▸ **Dataset**:
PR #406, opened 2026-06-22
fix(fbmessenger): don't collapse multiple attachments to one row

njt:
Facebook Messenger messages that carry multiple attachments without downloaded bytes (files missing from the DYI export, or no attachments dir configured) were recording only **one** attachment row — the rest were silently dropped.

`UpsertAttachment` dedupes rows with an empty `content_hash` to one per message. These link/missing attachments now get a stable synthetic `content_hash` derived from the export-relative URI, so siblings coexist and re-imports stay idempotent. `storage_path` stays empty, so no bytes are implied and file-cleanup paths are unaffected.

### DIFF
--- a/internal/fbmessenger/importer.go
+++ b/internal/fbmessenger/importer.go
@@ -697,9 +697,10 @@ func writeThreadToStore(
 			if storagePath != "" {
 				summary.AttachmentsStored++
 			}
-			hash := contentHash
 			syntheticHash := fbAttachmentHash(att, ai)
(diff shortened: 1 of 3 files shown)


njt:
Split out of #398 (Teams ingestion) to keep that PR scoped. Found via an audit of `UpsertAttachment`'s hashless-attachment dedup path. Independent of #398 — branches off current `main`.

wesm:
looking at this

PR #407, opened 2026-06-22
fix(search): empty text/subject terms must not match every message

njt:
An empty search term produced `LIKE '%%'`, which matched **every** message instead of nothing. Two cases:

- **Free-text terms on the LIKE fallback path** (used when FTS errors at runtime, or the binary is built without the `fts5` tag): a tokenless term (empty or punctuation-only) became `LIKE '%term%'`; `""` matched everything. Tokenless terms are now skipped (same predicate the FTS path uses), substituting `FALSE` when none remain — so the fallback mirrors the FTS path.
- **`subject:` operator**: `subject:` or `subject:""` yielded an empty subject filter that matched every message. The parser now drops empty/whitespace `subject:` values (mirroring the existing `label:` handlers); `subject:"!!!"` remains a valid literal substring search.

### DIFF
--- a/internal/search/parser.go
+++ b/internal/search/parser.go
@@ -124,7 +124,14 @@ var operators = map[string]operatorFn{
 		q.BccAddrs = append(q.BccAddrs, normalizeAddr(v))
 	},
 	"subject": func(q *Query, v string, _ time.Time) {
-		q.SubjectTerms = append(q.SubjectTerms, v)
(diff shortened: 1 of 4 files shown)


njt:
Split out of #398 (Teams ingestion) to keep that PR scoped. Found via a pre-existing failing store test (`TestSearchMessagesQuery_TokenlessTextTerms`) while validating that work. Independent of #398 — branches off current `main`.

▸ **What the task asks**: Sift the data above for lines with "func", then copy each one.

▸ **Output below**:
@@ -697,9 +697,10 @@ func writeThreadToStore(
 	"subject": func(q *Query, v string, _ time.Time) {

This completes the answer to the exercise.